TASK:
Scan the records beneath this line for the line holding "feat(linter): PoC to" and the line holding "I've only done", then transcribe exactly those two and all lines between.

Stored items
PR #17199, opened 2025-12-21
feat(linter): PoC to Enforce config option validity for many rules

connorshea:
Basically, a proof-of-concept to add `deny_unknown_fields` on config structs across the linter and replace `unwrap_or_default()` with `unwrap()` in `from_configuration`, so it raises an error if the unwrapping fails. As part of this, I added a check for `null` to ensure that an _unset_ value for config (e.g. `"plugin/rule-name: "error"`) does not cause a failure.

I've only done the `deny_unknown_fields` part for rules where the DefaultRuleConfig was used.

Part of the goal here is to see if we can use this to help users find invalid configs/unsupported config options that get migrated from ESLint more easily. Ideally we would also ship a fuller JSON Schema that outputs schema definitions for _all_ the lint rules' config options based on the config structs we've built out, but that is a bit more difficult than this change.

WORKED SOLUTION:
feat(linter): PoC to Enforce config option validity for many rules

connorshea:
Basically, a proof-of-concept to add `deny_unknown_fields` on config structs across the linter and replace `unwrap_or_default()` with `unwrap()` in `from_configuration`, so it raises an error if the unwrapping fails. As part of this, I added a check for `null` to ensure that an _unset_ value for config (e.g. `"plugin/rule-name: "error"`) does not cause a failure.

I've only done the `deny_unknown_fields` part for rules where the DefaultRuleConfig was used.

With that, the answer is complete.